Going through the entries below, count each line that holds "assume" and give only the total.

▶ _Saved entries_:
=== Begin Enclosure ===

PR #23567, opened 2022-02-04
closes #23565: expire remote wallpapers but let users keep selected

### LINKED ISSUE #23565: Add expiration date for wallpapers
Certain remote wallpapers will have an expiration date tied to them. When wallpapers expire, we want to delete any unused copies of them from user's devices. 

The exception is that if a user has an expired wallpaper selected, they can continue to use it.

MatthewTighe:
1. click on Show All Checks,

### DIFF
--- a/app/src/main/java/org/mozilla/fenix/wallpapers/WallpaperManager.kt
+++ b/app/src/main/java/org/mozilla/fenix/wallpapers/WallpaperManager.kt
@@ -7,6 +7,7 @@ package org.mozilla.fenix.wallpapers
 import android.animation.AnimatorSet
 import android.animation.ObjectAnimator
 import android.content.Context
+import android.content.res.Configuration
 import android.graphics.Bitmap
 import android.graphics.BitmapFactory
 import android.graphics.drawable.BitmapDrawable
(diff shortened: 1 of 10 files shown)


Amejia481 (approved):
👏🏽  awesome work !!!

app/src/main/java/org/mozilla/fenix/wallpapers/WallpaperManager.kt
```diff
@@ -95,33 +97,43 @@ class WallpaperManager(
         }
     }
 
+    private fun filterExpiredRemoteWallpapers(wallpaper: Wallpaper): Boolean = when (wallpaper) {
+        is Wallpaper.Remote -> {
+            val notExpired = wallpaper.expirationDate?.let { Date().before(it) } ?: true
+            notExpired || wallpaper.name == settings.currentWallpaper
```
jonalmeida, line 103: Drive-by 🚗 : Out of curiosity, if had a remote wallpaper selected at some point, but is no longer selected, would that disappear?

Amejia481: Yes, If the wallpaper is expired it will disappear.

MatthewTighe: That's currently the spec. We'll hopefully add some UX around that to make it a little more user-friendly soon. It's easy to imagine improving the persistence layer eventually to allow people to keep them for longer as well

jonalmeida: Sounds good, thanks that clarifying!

=== End Enclosure ===
=== Begin Enclosure ===

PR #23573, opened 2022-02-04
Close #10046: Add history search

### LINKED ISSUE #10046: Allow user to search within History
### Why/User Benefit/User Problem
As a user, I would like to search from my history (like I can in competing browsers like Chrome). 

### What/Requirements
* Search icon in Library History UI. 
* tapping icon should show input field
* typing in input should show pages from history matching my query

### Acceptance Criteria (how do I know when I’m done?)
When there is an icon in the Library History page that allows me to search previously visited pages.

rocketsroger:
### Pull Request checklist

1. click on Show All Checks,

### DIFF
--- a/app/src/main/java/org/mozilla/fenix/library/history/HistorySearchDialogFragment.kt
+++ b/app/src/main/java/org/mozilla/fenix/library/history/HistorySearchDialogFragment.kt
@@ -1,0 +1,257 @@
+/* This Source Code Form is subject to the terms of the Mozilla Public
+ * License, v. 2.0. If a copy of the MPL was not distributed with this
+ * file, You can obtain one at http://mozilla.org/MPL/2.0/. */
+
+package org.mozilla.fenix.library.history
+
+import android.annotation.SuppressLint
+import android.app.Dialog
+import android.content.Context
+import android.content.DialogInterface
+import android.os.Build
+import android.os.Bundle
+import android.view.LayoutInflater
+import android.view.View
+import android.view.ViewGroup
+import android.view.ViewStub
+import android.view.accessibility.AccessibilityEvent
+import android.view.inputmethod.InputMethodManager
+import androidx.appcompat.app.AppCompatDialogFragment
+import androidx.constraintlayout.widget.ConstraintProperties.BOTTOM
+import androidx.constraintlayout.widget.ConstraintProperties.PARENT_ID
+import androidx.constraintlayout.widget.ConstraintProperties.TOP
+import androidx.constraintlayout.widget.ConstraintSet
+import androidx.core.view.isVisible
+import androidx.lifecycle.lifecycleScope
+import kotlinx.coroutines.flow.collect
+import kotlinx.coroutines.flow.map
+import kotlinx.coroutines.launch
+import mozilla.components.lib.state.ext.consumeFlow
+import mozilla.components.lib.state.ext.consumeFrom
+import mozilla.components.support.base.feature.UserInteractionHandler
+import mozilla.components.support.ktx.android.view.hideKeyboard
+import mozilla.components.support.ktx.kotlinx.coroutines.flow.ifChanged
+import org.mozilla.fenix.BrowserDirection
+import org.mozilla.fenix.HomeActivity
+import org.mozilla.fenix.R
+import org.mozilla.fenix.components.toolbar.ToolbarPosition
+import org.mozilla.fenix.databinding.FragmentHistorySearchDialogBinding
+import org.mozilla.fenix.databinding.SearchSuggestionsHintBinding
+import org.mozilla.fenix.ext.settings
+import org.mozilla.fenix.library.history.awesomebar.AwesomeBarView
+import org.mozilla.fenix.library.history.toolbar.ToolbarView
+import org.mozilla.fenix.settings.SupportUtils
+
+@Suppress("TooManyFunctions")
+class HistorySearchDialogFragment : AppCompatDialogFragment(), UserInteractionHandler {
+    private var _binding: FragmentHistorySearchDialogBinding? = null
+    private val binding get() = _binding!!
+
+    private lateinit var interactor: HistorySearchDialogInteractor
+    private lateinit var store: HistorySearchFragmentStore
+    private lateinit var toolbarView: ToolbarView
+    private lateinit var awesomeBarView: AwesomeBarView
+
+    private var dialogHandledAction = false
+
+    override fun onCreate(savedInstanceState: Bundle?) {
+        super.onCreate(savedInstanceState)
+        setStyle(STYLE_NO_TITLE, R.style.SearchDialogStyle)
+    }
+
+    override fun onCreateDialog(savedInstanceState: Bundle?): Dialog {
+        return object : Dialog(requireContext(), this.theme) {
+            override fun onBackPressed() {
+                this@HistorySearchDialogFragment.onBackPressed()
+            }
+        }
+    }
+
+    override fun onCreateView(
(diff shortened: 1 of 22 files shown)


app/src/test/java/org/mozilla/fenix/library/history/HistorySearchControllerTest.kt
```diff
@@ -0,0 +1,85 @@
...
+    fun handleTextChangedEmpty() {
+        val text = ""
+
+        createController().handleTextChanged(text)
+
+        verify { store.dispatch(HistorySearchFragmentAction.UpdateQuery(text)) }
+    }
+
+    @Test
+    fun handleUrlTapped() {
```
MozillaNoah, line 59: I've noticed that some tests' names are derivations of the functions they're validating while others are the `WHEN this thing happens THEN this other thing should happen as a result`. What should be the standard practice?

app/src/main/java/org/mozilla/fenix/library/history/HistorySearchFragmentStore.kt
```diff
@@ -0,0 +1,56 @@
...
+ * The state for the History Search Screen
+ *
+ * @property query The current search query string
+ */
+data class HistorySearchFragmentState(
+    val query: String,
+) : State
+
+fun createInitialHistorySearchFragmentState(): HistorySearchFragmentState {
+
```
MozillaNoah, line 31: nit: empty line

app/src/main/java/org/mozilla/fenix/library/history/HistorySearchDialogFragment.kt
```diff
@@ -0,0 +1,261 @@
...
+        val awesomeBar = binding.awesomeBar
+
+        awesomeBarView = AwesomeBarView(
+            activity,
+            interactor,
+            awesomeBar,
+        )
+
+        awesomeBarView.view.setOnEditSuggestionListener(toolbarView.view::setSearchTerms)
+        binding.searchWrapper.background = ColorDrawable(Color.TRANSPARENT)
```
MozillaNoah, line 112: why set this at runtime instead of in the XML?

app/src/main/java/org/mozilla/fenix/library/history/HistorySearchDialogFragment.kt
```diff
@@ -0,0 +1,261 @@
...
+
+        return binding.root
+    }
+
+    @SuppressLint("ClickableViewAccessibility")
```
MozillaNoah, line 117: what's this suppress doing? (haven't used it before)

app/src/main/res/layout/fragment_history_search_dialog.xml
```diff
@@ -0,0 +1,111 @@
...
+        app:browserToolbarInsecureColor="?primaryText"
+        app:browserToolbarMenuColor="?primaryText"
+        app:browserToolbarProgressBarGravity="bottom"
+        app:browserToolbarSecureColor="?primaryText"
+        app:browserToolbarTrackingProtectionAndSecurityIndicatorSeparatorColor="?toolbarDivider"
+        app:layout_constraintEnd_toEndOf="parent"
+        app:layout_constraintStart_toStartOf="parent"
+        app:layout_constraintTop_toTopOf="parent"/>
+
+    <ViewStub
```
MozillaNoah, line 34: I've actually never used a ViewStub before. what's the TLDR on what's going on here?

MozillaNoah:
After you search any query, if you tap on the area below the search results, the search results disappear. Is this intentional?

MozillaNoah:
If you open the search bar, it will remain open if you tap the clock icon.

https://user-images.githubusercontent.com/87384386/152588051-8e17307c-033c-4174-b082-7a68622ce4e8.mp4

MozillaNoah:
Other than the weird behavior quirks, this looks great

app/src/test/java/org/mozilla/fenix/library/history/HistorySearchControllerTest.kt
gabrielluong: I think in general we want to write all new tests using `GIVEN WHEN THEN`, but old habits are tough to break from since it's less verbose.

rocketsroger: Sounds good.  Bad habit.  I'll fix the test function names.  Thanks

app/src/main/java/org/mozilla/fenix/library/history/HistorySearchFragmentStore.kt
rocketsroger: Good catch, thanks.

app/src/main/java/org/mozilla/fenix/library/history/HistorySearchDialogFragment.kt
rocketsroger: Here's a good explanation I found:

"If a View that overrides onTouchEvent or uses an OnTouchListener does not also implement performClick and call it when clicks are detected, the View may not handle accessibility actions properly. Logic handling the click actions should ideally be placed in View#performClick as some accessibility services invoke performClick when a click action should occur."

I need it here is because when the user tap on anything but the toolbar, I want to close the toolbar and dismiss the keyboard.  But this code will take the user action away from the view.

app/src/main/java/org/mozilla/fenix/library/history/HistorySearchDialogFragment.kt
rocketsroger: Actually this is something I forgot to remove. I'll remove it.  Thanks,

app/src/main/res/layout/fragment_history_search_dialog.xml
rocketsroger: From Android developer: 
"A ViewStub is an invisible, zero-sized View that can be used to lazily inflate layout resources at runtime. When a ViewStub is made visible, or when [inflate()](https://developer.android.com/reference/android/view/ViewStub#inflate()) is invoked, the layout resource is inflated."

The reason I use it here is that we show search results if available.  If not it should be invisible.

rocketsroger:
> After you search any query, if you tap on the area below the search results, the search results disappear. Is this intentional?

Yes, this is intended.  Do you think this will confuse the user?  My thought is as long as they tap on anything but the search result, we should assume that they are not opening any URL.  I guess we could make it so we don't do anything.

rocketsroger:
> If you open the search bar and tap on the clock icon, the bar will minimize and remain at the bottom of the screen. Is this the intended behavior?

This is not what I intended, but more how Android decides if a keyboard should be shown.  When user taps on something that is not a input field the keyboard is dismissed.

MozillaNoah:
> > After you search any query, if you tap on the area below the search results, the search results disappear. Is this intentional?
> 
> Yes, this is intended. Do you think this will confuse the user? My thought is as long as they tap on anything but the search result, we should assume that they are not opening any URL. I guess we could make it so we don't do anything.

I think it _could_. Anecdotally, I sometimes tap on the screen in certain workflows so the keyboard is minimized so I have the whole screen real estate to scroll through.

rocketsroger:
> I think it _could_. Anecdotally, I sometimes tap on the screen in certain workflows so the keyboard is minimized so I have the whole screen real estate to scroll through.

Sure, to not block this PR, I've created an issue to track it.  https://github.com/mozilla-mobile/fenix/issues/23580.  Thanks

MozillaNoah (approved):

=== End Enclosure ===

▶ _PROBLEM SOLUTION_: 2